Would you set down every entry shown below, precisely as written?

** MATERIALS PROVIDED follows **

PR #1016, opened 2019-05-24
Close channel if funding tx times out

pm47:
Instead of going to state `ERR_FUNDING_TIMEOUT`.

This only happens when we are fundee. We *could* have some funds at
stake if there was a non-zero `push_msat`, but we already allows 5 days
for the funding tx to confirm so the best option is probably to forget
about the channel.

### DIFF
--- a/eclair-core/src/main/scala/fr/acinq/eclair/channel/Channel.scala
+++ b/eclair-core/src/main/scala/fr/acinq/eclair/channel/Channel.scala
@@ -1561,8 +1561,6 @@ class Channel(val nodeParams: NodeParams, val wallet: EclairWallet, remoteNodeId
 
   when(ERR_INFORMATION_LEAK)(errorStateHandler)
 
-  when(ERR_FUNDING_TIMEOUT)(errorStateHandler)
-
   when(ERR_FUNDING_LOST)(errorStateHandler)
 
   whenUnhandled {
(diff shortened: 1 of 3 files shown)


btcontract:
I'm afraid 5 days is not enough, there were cases of txs taking weeks to get confirmed eventually.

pm47:
> there were cases of txs taking weeks to get confirmed eventually

Sure but then the funder will do a local close and get back his funds. It cost resources to keep waiting for channels and that could be an easy attack vector.

btcontract:
> that could be an easy attack vector

were there incidents already? This attack vector seems unlikely to me because fundee has to commit sizable amount of funds + miner fees per each pending channel. OTOH cases like https://github.com/lightningnetwork/lnd/issues/2897 do happen already. Can timeout at least be configurable?

pm47:
> were there incidents already?

not that I know of

> fundee has to commit sizable amount of funds

You mean funder? That's the thing, it doesn't have to commit to anything, only pretend to publish a funding tx.

Yes we could make the timeout configurable. And we could keep waiting if we see that a tx has been published but not yet confirmed.

btcontract:
Yes, I specifically mean a case where remote funding is seen in a mempool, otherwise 5 days is too long even. And sadly there are complications with this logic when neutrino is used: https://github.com/lightningnetwork/lnd/issues/2897#issuecomment-480794094

PR #1018, opened 2019-05-28
Removed `PaymentRequest.MAX_AMOUNT`

pm47:
It was obsole since
https://github.com/lightningnetwork/lightning-rfc/commit/068b0bccf94e8cdaf5f298dade0fcc8cc8421ef6.

Note that we use a signed long, but it doesn't matter since 2^64
milli-satoshis is greater than the total number of bitcoins.


pm47:
Thanks @juscamarena for reporting this.

PR #1122, opened 2019-09-03
Store channel data on restore

pm47:
This may seem odd, but it is necessary in some cases when we have a data
format change that involves creating fields that contain a timestamp.

If we don't store that data, we will generate a new version of the data
at every restart, with a more recent timestamp.

It is the case for the `DATA_WAIT_FOR_FUNDING_CONFIRMED_COMPAT_01_Codec`
codec, or `DATA_CLOSING_COMPAT_06_Codec` codec, which results in
channels never been cleaned up.


pm47:
So this has effectively fixed a case of a channel never being cleaned up on Eclair Mobile, but I'm still unsure about storing data in the `WAIT_FOR_INIT_INTERNAL` handler. Seems hackish and we could reasonably expect this state to not change the data. WDYT @sstone?

sstone:
First I though we could add a `wasUpgraded` or `needsSaving` field to DATA instances and have this field set to `true` in the "legacy" codec but it quickly becomes a mess.
Knowing which codec was actually used to deserialize channel data would also help but it's handled in the channel db so it would be also clumsy to retrieve this info (and it breaks encapsulation). So even if the proposed solution here is hacky I can't think of a better one yet...

pm47:
The more I think of this, the less comfortable I am with rewriting all channels every we restart startup. We need to find something better.

PR #1124, opened 2019-09-04
Made sync params configurable

pm47:
This allows us to choose smaller parameters for tests and reduce cpu
requirement during testing.


eclair-core/src/main/resources/reference.conf
```diff
@@ -121,6 +121,8 @@ eclair {
     sync {
       request-node-announcements = true // if true we will ask for node announcements when we receive channel ids that we don't know
       encoding-type = zlib // encoding for short_channel_ids and timestamps in query channel sync messages; other possible value is "uncompressed"
+      channel-range-chunk-size = 3500 // how many short channel ids we are going to answer at once; we can theoretically fit 4091 uncompressed channel ids in a single lightning message (max size 65 Kb)
```
pm47: I'm not satisfied with the naming of both parameters. If anyone has a better idea...

eclair-core/src/main/resources/reference.conf
```diff
@@ -121,8 +121,8 @@ eclair {
     sync {
       request-node-announcements = true // if true we will ask for node announcements when we receive channel ids that we don't know
       encoding-type = zlib // encoding for short_channel_ids and timestamps in query channel sync messages; other possible value is "uncompressed"
-      channel-range-chunk-size = 3500 // how many short channel ids we are going to answer at once; we can theoretically fit 4091 uncompressed channel ids in a single lightning message (max size 65 Kb)
-      short-id-window = 100 // how many channels are we going to request at once
+      channel-range-chunk-size = 2500 // do not change this unless you know what you are doing
```
t-bast: Why not also keep the previous message? I think it was useful

eclair-core/src/main/scala/fr/acinq/eclair/router/Router.scala
```diff
@@ -1070,15 +1069,14 @@ object Router {
    * @param shortChannelIds
    * @return
    */
-  def split(shortChannelIds: SortedSet[ShortChannelId]): List[ShortChannelIdsChunk] = {
+  def split(shortChannelIds: SortedSet[ShortChannelId], channelRangeChunkSize: Int): List[ShortChannelIdsChunk] = {
     // this algorithm can split blocks (meaning that we can in theory generate several replies with the same first_block/num_blocks
     // and a different set of short_channel_ids) but it doesn't matter
-    val SPLIT_SIZE = 3500 // we can theoretically fit 4091 uncompressed channel ids in a single lightning message (max size 65 Kb)
```
pm47: @sstone pretty sure this calculation was wrong, can you reproduce it?

eclair-core/src/main/scala/fr/acinq/eclair/NodeParams.scala
```diff
@@ -246,6 +246,8 @@ object NodeParams {
         randomizeRouteSelection = config.getBoolean("router.randomize-route-selection"),
         requestNodeAnnouncements = config.getBoolean("router.sync.request-node-announcements"),
         encodingType = routerSyncEncodingType,
+        channelRangeChunkSize = config.getInt("router.sync.channel-range-chunk-size"),
```
t-bast: I think it's also good to add a require on the max value (like you did in the first commit), isn't it?

pm47: Yres, but for that we have to agree on what are the actual max values, and it has to be maintained. Given that this is very low level, and that we strongly discourage users from changing it, I'm not sure it is worth it to change.

t-bast: Fair enough

eclair-core/src/main/resources/reference.conf
```diff
@@ -121,6 +121,8 @@ eclair {
     sync {
       request-node-announcements = true // if true we will ask for node announcements when we receive channel ids that we don't know
       encoding-type = zlib // encoding for short_channel_ids and timestamps in query channel sync messages; other possible value is "uncompressed"
+      channel-range-chunk-size = 2500 // do not change this unless you know what you are doing
```
```suggestion
      channel-range-chunk-size = 2500 // max number of channel ids (+ timestamps + checksums) in reply_channel_range *do not change this unless you know what you are doing*
```

eclair-core/src/main/resources/reference.conf
```diff
@@ -121,6 +121,8 @@ eclair {
...
+      channel-query-chunk-size = 100 // do not change this unless you know what you are doing
```
```suggestion
      channel-query-chunk-size = 100 // max number of short_channel_ids in query_short_channel_ids *do not change this unless you know what you are doing*
```

eclair-core/src/main/resources/reference.conf
araspitzu: What's the rationale for changing the default to from 3500 to 2500? Is it improving performances?

pm47: This is related to:

> @sstone pretty sure this calculation was wrong, can you reproduce it?

The max value was wrong because we didn't take timestamps+checksums into account. It is somewhere around 2700.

** End of MATERIALS PROVIDED **

- _FINAL ANSWER_:
PR #1016, opened 2019-05-24
Close channel if funding tx times out

pm47:
Instead of going to state `ERR_FUNDING_TIMEOUT`.

This only happens when we are fundee. We *could* have some funds at
stake if there was a non-zero `push_msat`, but we already allows 5 days
for the funding tx to confirm so the best option is probably to forget
about the channel.

### DIFF
--- a/eclair-core/src/main/scala/fr/acinq/eclair/channel/Channel.scala
+++ b/eclair-core/src/main/scala/fr/acinq/eclair/channel/Channel.scala
@@ -1561,8 +1561,6 @@ class Channel(val nodeParams: NodeParams, val wallet: EclairWallet, remoteNodeId
 
   when(ERR_INFORMATION_LEAK)(errorStateHandler)
 
-  when(ERR_FUNDING_TIMEOUT)(errorStateHandler)
-
   when(ERR_FUNDING_LOST)(errorStateHandler)
 
   whenUnhandled {
(diff shortened: 1 of 3 files shown)


btcontract:
I'm afraid 5 days is not enough, there were cases of txs taking weeks to get confirmed eventually.

pm47:
> there were cases of txs taking weeks to get confirmed eventually

Sure but then the funder will do a local close and get back his funds. It cost resources to keep waiting for channels and that could be an easy attack vector.

btcontract:
> that could be an easy attack vector

were there incidents already? This attack vector seems unlikely to me because fundee has to commit sizable amount of funds + miner fees per each pending channel. OTOH cases like https://github.com/lightningnetwork/lnd/issues/2897 do happen already. Can timeout at least be configurable?

pm47:
> were there incidents already?

not that I know of

> fundee has to commit sizable amount of funds

You mean funder? That's the thing, it doesn't have to commit to anything, only pretend to publish a funding tx.

Yes we could make the timeout configurable. And we could keep waiting if we see that a tx has been published but not yet confirmed.

btcontract:
Yes, I specifically mean a case where remote funding is seen in a mempool, otherwise 5 days is too long even. And sadly there are complications with this logic when neutrino is used: https://github.com/lightningnetwork/lnd/issues/2897#issuecomment-480794094

PR #1018, opened 2019-05-28
Removed `PaymentRequest.MAX_AMOUNT`

pm47:
It was obsole since
https://github.com/lightningnetwork/lightning-rfc/commit/068b0bccf94e8cdaf5f298dade0fcc8cc8421ef6.

Note that we use a signed long, but it doesn't matter since 2^64
milli-satoshis is greater than the total number of bitcoins.


pm47:
Thanks @juscamarena for reporting this.

PR #1122, opened 2019-09-03
Store channel data on restore

pm47:
This may seem odd, but it is necessary in some cases when we have a data
format change that involves creating fields that contain a timestamp.

If we don't store that data, we will generate a new version of the data
at every restart, with a more recent timestamp.

It is the case for the `DATA_WAIT_FOR_FUNDING_CONFIRMED_COMPAT_01_Codec`
codec, or `DATA_CLOSING_COMPAT_06_Codec` codec, which results in
channels never been cleaned up.


pm47:
So this has effectively fixed a case of a channel never being cleaned up on Eclair Mobile, but I'm still unsure about storing data in the `WAIT_FOR_INIT_INTERNAL` handler. Seems hackish and we could reasonably expect this state to not change the data. WDYT @sstone?

sstone:
First I though we could add a `wasUpgraded` or `needsSaving` field to DATA instances and have this field set to `true` in the "legacy" codec but it quickly becomes a mess.
Knowing which codec was actually used to deserialize channel data would also help but it's handled in the channel db so it would be also clumsy to retrieve this info (and it breaks encapsulation). So even if the proposed solution here is hacky I can't think of a better one yet...

pm47:
The more I think of this, the less comfortable I am with rewriting all channels every we restart startup. We need to find something better.

PR #1124, opened 2019-09-04
Made sync params configurable

pm47:
This allows us to choose smaller parameters for tests and reduce cpu
requirement during testing.


eclair-core/src/main/resources/reference.conf
```diff
@@ -121,6 +121,8 @@ eclair {
     sync {
       request-node-announcements = true // if true we will ask for node announcements when we receive channel ids that we don't know
       encoding-type = zlib // encoding for short_channel_ids and timestamps in query channel sync messages; other possible value is "uncompressed"
+      channel-range-chunk-size = 3500 // how many short channel ids we are going to answer at once; we can theoretically fit 4091 uncompressed channel ids in a single lightning message (max size 65 Kb)
```
pm47: I'm not satisfied with the naming of both parameters. If anyone has a better idea...

eclair-core/src/main/resources/reference.conf
```diff
@@ -121,8 +121,8 @@ eclair {
     sync {
       request-node-announcements = true // if true we will ask for node announcements when we receive channel ids that we don't know
       encoding-type = zlib // encoding for short_channel_ids and timestamps in query channel sync messages; other possible value is "uncompressed"
-      channel-range-chunk-size = 3500 // how many short channel ids we are going to answer at once; we can theoretically fit 4091 uncompressed channel ids in a single lightning message (max size 65 Kb)
-      short-id-window = 100 // how many channels are we going to request at once
+      channel-range-chunk-size = 2500 // do not change this unless you know what you are doing
```
t-bast: Why not also keep the previous message? I think it was useful

eclair-core/src/main/scala/fr/acinq/eclair/router/Router.scala
```diff
@@ -1070,15 +1069,14 @@ object Router {
    * @param shortChannelIds
    * @return
    */
-  def split(shortChannelIds: SortedSet[ShortChannelId]): List[ShortChannelIdsChunk] = {
+  def split(shortChannelIds: SortedSet[ShortChannelId], channelRangeChunkSize: Int): List[ShortChannelIdsChunk] = {
     // this algorithm can split blocks (meaning that we can in theory generate several replies with the same first_block/num_blocks
     // and a different set of short_channel_ids) but it doesn't matter
-    val SPLIT_SIZE = 3500 // we can theoretically fit 4091 uncompressed channel ids in a single lightning message (max size 65 Kb)
```
pm47: @sstone pretty sure this calculation was wrong, can you reproduce it?

eclair-core/src/main/scala/fr/acinq/eclair/NodeParams.scala
```diff
@@ -246,6 +246,8 @@ object NodeParams {
         randomizeRouteSelection = config.getBoolean("router.randomize-route-selection"),
         requestNodeAnnouncements = config.getBoolean("router.sync.request-node-announcements"),
         encodingType = routerSyncEncodingType,
+        channelRangeChunkSize = config.getInt("router.sync.channel-range-chunk-size"),
```
t-bast: I think it's also good to add a require on the max value (like you did in the first commit), isn't it?

pm47: Yres, but for that we have to agree on what are the actual max values, and it has to be maintained. Given that this is very low level, and that we strongly discourage users from changing it, I'm not sure it is worth it to change.

t-bast: Fair enough

eclair-core/src/main/resources/reference.conf
```diff
@@ -121,6 +121,8 @@ eclair {
     sync {
       request-node-announcements = true // if true we will ask for node announcements when we receive channel ids that we don't know
       encoding-type = zlib // encoding for short_channel_ids and timestamps in query channel sync messages; other possible value is "uncompressed"
+      channel-range-chunk-size = 2500 // do not change this unless you know what you are doing
```
```suggestion
      channel-range-chunk-size = 2500 // max number of channel ids (+ timestamps + checksums) in reply_channel_range *do not change this unless you know what you are doing*
```

eclair-core/src/main/resources/reference.conf
```diff
@@ -121,6 +121,8 @@ eclair {
...
+      channel-query-chunk-size = 100 // do not change this unless you know what you are doing
```
```suggestion
      channel-query-chunk-size = 100 // max number of short_channel_ids in query_short_channel_ids *do not change this unless you know what you are doing*
```

eclair-core/src/main/resources/reference.conf
araspitzu: What's the rationale for changing the default to from 3500 to 2500? Is it improving performances?

pm47: This is related to:

> @sstone pretty sure this calculation was wrong, can you reproduce it?

The max value was wrong because we didn't take timestamps+checksums into account. It is somewhere around 2700.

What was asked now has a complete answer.